PR #400, opened 2026-06-25
draft: feat(skills): dispatch solana-add-idl scaffolding as Sonnet subagent

### LINKED ISSUE #397: feat(skills): set a fixed default model for solana-add-idl
## Problem

`solana-add-idl` currently inherits the user's active session model, so the model it runs on is unpredictable. The skill should have a fixed default so its behavior is consistent regardless of what model the user happens to have selected.

## Task

Decide which model the skill should target, then wire it in via the `model:` frontmatter field.

The skill does formulaic but Rust-specific scaffolding — it needs to get import lists, API shapes, and naming conventions exactly right. The candidates are `sonnet` and `haiku`; `sonnet` is the safer starting point.

**To validate a candidate model:**
- Run the skill end-to-end against at least one real program ID
- Confirm generated `config.rs`, `mod.rs`, and test stubs match the expected patterns from the codebase
- Check that Rust-specific details are correct: `BTreeMap` not `HashMap`, wire-data context API (`context.resolve_program_id()` / `context.resolve_accounts()` / `context.data()`), imports at module top not inside functions

## Acceptance criteria

- [ ] Candidate model tested end-to-end on a real program
- [ ] `model: <chosen>` added to `SKILL.md` frontmatter
- [ ] Skill output reviewed for correctness of Rust patterns

shahan-khatchadourian-anchorage:
## Summary

- Restructures `solana-add-idl` into two phases so the model is hard-enforced at the API layer rather than advisory
- Orchestrator phase (session model): gathers program address, name, and VisualizerKind interactively from the user
- Subagent phase (`model: "sonnet"` in the Agent dispatch call): fetches IDL, scaffolds all files, registers the preset, and verifies

The `model:` frontmatter field is advisory only — the subagent dispatch with an explicit model parameter is the only mechanism that actually enforces a specific model independent of the user's active session model.

Closes #397

## Test plan

- [ ] Invoke `/solana-add-idl` and confirm scaffolding subagent runs on Sonnet
- [ ] Confirm generated `config.rs`, `mod.rs`, and tests match expected codebase patterns
- [ ] Confirm both diagnostics feature flag configurations compile and pass

### DIFF
--- a/.claude/skills/solana-add-idl/SKILL.md
+++ b/.claude/skills/solana-add-idl/SKILL.md
@@ -8,6 +8,11 @@ user-invocable: true
 
 You are orchestrating the scaffolding of a new Solana program visualizer preset.
 
+## Mode Selection
+
+- **Standard** (`/solana-add-idl`): gather inputs, dispatch one Sonnet subagent to scaffold the preset
+- **Compare** (`/solana-add-idl compare`): gather inputs, dispatch Sonnet and Opus subagents in parallel to separate temp dirs, then diff their outputs to surface capability gaps
+
 ## Step 1: Gather Information
 
 Ask the user for:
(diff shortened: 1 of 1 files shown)


shahan-khatchadourian-anchorage:
Closing in favor of #401.

#401 carries forward everything this PR does to `solana-add-idl/SKILL.md` (orchestrator + Sonnet subagent dispatch, compare mode) and supersedes the arg-rendering approach here: instead of embedding the `format_arg_value` / `charset_safe` / `bytes_as_hex` bodies into the skill for each preset to copy, #401 extracts them into `crate::core::arg_rendering` and has the skill import from there ("do not copy the body"). It also does the corresponding refactor across the 18 existing presets, fixes the charset / field-explosion bugs, and validates the updated skill end-to-end by scaffolding the Marginfi preset with a Sonnet subagent — which satisfies the #397 acceptance criterion that this PR's test plan left unchecked.

Keeping both open would conflict on `SKILL.md` and re-introduce the per-preset helper duplication that #401 removes. #401 will close #397.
= = = = = = =
__What this task involves__.
Taking the entries above, restate exactly those lines that fall between the line with "Closes #397" and the line with "Closing in favor of #401.", keeping both of those lines too.

__Your response__.
Closes #397

## Test plan

- [ ] Invoke `/solana-add-idl` and confirm scaffolding subagent runs on Sonnet
- [ ] Confirm generated `config.rs`, `mod.rs`, and tests match expected codebase patterns
- [ ] Confirm both diagnostics feature flag configurations compile and pass

### DIFF
--- a/.claude/skills/solana-add-idl/SKILL.md
+++ b/.claude/skills/solana-add-idl/SKILL.md
@@ -8,6 +8,11 @@ user-invocable: true
 
 You are orchestrating the scaffolding of a new Solana program visualizer preset.
 
+## Mode Selection
+
+- **Standard** (`/solana-add-idl`): gather inputs, dispatch one Sonnet subagent to scaffold the preset
+- **Compare** (`/solana-add-idl compare`): gather inputs, dispatch Sonnet and Opus subagents in parallel to separate temp dirs, then diff their outputs to surface capability gaps
+
 ## Step 1: Gather Information
 
 Ask the user for:
(diff shortened: 1 of 1 files shown)


shahan-khatchadourian-anchorage:
Closing in favor of #401.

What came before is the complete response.